- _WORK INSTRUCTION_: Across these entries, report how many lines include the string "working", with nothing but the number.

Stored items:
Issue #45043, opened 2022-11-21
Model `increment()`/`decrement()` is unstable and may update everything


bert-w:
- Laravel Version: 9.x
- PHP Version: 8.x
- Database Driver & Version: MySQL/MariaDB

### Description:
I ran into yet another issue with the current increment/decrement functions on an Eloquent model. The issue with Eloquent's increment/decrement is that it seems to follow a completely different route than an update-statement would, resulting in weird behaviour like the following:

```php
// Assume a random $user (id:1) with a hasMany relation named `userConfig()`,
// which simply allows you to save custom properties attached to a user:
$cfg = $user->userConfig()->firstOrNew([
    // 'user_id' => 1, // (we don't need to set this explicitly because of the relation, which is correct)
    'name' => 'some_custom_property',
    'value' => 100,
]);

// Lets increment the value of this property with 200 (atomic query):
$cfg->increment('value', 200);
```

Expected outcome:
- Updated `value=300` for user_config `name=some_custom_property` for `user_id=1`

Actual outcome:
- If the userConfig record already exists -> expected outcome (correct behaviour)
* * *
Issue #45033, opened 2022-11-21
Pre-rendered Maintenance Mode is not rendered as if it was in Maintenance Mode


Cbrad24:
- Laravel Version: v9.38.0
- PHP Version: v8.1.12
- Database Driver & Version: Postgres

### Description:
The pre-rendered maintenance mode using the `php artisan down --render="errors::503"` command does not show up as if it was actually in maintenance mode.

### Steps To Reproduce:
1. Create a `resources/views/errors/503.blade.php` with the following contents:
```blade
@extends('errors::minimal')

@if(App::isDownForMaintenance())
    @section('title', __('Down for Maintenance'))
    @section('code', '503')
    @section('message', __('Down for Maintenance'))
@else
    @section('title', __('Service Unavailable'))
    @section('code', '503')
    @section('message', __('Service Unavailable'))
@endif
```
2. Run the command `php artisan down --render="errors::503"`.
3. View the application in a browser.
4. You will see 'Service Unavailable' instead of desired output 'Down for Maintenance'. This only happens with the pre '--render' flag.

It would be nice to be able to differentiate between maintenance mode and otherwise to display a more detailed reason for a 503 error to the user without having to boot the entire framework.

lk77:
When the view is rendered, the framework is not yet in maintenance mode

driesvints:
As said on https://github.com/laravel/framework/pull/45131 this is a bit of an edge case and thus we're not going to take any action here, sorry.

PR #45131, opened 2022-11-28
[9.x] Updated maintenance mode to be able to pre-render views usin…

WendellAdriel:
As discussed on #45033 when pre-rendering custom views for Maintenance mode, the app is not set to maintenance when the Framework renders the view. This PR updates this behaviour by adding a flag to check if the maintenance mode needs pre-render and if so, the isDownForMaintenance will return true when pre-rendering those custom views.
--
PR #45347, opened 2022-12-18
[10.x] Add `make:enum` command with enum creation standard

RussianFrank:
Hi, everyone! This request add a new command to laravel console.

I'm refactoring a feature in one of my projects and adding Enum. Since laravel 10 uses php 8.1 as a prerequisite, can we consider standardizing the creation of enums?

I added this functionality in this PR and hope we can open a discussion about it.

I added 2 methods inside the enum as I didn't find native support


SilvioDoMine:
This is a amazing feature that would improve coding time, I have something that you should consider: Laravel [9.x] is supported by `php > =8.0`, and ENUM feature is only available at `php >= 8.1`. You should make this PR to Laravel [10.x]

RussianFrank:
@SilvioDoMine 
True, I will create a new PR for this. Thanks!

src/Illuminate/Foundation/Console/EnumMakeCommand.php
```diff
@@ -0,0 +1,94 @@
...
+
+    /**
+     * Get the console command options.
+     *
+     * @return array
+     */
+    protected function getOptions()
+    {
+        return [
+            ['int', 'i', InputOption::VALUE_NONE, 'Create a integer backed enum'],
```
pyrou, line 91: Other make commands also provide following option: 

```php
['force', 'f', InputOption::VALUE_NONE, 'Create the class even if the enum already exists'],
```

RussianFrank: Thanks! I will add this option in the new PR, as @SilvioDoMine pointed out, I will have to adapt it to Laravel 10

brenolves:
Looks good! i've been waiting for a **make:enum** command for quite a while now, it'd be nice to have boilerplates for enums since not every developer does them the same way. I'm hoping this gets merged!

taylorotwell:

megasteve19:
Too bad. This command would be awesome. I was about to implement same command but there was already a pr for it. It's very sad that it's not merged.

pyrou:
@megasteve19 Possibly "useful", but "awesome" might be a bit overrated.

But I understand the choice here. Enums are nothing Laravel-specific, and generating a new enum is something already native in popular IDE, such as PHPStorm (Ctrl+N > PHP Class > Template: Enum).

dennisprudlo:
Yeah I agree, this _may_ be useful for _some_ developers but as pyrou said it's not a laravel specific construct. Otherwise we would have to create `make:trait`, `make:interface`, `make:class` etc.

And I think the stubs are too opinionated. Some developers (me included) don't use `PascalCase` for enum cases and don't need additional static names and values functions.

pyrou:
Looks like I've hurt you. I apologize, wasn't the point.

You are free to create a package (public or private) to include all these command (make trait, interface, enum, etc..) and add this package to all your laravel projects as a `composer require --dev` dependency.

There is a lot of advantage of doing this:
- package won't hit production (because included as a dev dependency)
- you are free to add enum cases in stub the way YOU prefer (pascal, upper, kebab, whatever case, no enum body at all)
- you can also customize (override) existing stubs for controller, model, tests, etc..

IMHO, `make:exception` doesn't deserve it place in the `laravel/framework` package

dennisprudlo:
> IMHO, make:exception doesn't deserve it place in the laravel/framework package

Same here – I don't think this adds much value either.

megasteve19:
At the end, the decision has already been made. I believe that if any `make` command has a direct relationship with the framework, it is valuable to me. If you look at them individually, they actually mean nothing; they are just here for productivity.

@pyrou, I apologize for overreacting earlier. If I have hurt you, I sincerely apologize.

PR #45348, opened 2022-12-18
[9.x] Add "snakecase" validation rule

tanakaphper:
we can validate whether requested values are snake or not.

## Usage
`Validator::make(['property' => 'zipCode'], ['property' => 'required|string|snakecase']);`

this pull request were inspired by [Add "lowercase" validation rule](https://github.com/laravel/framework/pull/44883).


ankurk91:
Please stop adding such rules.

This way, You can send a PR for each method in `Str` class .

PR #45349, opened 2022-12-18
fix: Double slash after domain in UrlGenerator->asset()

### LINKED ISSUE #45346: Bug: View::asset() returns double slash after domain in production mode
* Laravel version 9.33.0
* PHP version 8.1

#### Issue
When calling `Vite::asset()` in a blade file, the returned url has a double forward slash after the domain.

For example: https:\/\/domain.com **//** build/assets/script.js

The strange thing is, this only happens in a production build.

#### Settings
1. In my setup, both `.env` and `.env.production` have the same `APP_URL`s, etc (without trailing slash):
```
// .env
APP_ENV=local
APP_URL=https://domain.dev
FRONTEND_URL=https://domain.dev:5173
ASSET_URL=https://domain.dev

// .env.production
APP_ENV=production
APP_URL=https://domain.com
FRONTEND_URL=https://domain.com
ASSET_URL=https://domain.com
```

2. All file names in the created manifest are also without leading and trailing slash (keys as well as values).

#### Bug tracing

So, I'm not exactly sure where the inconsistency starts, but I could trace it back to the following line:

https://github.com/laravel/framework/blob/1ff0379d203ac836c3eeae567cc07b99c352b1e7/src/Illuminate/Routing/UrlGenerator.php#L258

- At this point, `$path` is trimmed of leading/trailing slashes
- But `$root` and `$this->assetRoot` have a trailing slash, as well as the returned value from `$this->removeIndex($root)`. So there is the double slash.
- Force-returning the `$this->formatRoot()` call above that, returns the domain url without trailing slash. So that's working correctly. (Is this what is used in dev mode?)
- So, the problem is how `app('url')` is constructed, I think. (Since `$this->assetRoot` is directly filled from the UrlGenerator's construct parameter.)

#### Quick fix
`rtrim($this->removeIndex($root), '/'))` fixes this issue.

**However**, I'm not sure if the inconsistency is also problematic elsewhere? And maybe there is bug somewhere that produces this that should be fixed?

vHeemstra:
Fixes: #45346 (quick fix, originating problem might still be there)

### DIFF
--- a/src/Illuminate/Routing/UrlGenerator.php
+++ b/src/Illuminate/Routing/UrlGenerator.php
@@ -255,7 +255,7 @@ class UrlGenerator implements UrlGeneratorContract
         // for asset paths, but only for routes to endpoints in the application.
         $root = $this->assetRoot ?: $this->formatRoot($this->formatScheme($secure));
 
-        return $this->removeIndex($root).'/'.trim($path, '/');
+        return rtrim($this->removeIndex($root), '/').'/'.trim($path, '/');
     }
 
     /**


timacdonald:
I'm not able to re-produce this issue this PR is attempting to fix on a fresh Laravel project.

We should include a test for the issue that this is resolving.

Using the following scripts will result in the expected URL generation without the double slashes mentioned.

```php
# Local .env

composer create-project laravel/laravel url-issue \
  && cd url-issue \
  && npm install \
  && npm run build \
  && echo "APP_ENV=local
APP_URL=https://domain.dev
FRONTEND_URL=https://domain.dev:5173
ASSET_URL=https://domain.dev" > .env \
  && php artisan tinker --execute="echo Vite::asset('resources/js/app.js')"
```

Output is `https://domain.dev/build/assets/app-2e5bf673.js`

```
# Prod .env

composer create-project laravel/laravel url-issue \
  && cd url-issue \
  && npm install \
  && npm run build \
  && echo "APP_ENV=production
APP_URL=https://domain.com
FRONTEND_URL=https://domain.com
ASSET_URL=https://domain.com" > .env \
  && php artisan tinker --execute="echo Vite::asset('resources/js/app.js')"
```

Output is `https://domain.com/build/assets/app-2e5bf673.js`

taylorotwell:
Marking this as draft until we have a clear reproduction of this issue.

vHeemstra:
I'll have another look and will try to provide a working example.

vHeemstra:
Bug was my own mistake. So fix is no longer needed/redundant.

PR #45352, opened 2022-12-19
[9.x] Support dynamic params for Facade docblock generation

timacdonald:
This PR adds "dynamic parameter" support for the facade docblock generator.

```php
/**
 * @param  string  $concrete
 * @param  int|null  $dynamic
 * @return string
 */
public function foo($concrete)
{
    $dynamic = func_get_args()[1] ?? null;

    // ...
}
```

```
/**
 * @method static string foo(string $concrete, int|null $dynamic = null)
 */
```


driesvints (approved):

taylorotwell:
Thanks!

- _RESULT OF THIS EXERCISE_: 2